Summary: Week 1-2 Concepts Applied
Week 1 Concepts (Foundations of Scale)
| Concept | Application in This Design |
|---|---|
| Horizontal vs Vertical Scaling | API services scale horizontally, Redis and PostgreSQL scale with clustering |
| Database Partitioning | Orders partitioned by date, notifications batched by user_id hash |
| Caching Strategies | CDN for static content, Redis for hot data, 1-second TTL for inventory count |
| Load Balancing | ALB across API servers, partition-aware Kafka consumers |
| Message Queues | Kafka for event-driven architecture, async notification processing |
Week 2 Concepts (Failure-First Design)
| Day | Concept | Application |
|---|---|---|
| Day 1 | Timeouts | Payment timeout (10s), checkout budget (25s), claim validation |
| Day 2 | Idempotency | Claim idempotency key, checkout idempotency, Stripe idempotency_key |
| Day 3 | Circuit Breakers | Stripe circuit, FCM/APNs circuits, Redis circuit |
| Day 4 | Webhooks | Notification delivery, at-least-once semantics, retry with backoff |
| Day 5 | Distributed Cron | Sale scheduling, leader election, fencing tokens |
Code Patterns Demonstrated
1. ATOMIC OPERATIONS
- Redis Lua scripts for claim
- Database transactions for orders
2. IDEMPOTENCY IMPLEMENTATION
- Check-before-execute pattern
- Idempotency store with TTL
3. CIRCUIT BREAKER INTEGRATION
- Check before external calls
- Record success/failure
- Fallback behavior
4. TIMEOUT BUDGETS
- Total budget for operation
- Remaining budget propagation
- Timeout on all external calls
5. LEADER ELECTION
- etcd-based election
- Fencing token validation
- Graceful failover
6. EVENT-DRIVEN ARCHITECTURE
- Kafka for event publishing
- Consumer groups for parallel processing
- At-least-once delivery
Self-Assessment Checklist
After studying this capstone, you should be able to:
- Estimate traffic and storage requirements from business requirements
- Design a system that handles massive traffic spikes
- Implement atomic inventory operations without race conditions
- Integrate idempotency at multiple levels (claim, checkout, notifications)

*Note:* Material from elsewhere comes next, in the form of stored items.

PR #73, opened 2020-11-11
Add normal gravitation method to Sphere

### LINKED ISSUE #54: Add `normal_gravitation` method to `Sphere`
**Description of the desired feature**

After #52 we decided that the `Sphere.normal_gravity` method should return the norm of the gradient of the gravity potential (gravitational + centrifugal). Nevertheless, as @MarkWieczorek pointed out, we might also want a `normal_gravitation` method that returns the norm of the gradient of the gravitational potential (without the centrifugal term), a.k.a the norm of the gravitational acceleration.

The norm of the gravitational acceleration of a sphere can easily be computed as:

image

where `r` is the distance between the observation point and the center of the sphere.

The new method should be able to return the norm of the gravitational acceleration for any given latitude and height (even though the gravitational acceleration of the sphere does not depend on latitude, we might want to keep the same notation for a future `Ellipsoid.normal_gravitation`):

```python
def normal_gravitation(self, latitude, height):
    ...
    return normal_gravitation
```

This issue is inspired on #19 , which may require some more work and discussion, so it's better to start with this part which seems easier.

Yes, I'm willing to help anyone that wants to implement it (yes, I'm talking to you)! :rocket

dabiged:
This includes the `si_units` flag as discusses in #69.
Fixes #54

**Reminders**:

- [x] Write detailed docstrings for all functions/classes/methods. It often helps to design better code if you write the docstrings first.
- [x] If adding new functionality, add an example to the docstring, gallery, and/or tutorials.


boule/sphere.py
```diff
@@ -208,6 +208,44 @@ def normal_gravity(self, latitude, height, si_units=False):
         # Convert gamma from SI to mGal
         return gamma * 1e5
 
+    def normal_gravitation(self, height, latitude=0, si_units=False):
+        r"""
+        The norm of the gravitational acceleration.
```
leouieda, line 213:
```suggestion
        Calculate the norm of the gravitational acceleration of the sphere.
```

boule/sphere.py
```diff
@@ -208,6 +208,44 @@ def normal_gravity(self, latitude, height, si_units=False):
         # Convert gamma from SI to mGal
         return gamma * 1e5
 
+    def normal_gravitation(self, height, latitude=0, si_units=False):
```
leouieda, line 211:
```suggestion
    def normal_gravitation(self, latitude, height, si_units=False):
```

leouieda: This should be almost identical to `normal_gravity` so that it's easier for users to switch between them if needed.

boule/sphere.py
```diff
@@ -208,6 +208,44 @@ def normal_gravity(self, latitude, height, si_units=False):
...
+        r"""
+        The norm of the gravitational acceleration.
+
+        Computes the magnitude of the gravitational acceleration generated by
+        the sphere at the given latitude :math:`\theta` and height :math:`h`:
+
+        .. math::
+
+            \gamma(\theta, g) =
```
leouieda, line 220:
```suggestion
            \gamma(\theta, h) =
```

boule/sphere.py
```diff
@@ -208,6 +208,44 @@ def normal_gravity(self, latitude, height, si_units=False):
...
+            \frac{GM}{(R + h)^2} \right
+
+        in which :math:`R` is the sphere radius, :math:`G` is the gravitational
```
leouieda, line 223:
```suggestion
        in which :math:`R` is the sphere radius, :math:`G` is the gravitational
        constant, and :math:`M` is the mass of the sphere.
```

boule/sphere.py
```diff
@@ -208,6 +208,44 @@ def normal_gravity(self, latitude, height, si_units=False):
...
+
+        Parameters
+        ----------
+        height : float or array
+            The height (above the surface of the sphere) of the computation
+            point (in meters).
+        latitude : float or array
+            The latitude where the normal gravity will be computed (in
+            degrees). This value is not used in the computation but is kept
+            here for backward compatibility.
```
leouieda, line 233: Need to be swapped.

leouieda, line 233:
```suggestion
            degrees). This value is not used in the computation but is kept
            here for compatibility with ``normal_gravity``. Can be ``None``.
```

boule/sphere.py
```diff
@@ -208,6 +208,44 @@ def normal_gravity(self, latitude, height, si_units=False):
...
+        si_units : bool
+            Return the value in mGal (False, default) or SI units (True)
+
+        Returns
+        -------
+        gamma : float or array
+            The normal gravity in mGal.
```
leouieda, line 240:
```suggestion
            The normal gravitation in mGal.
```

doc/ellipsoids/moon.rst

- Apply circuit breakers to protect against external service failures
- Design a notification system that delivers millions of messages quickly
- Implement distributed scheduling with exactly-once semantics
- Set up meaningful monitoring and alerting
- Discuss trade-offs and alternatives clearly
- Handle follow-up questions about scaling and edge cases
This capstone problem integrates all concepts from Weeks 1-2 of the System Design Mastery Series. Use this as a template for approaching similar interview problems.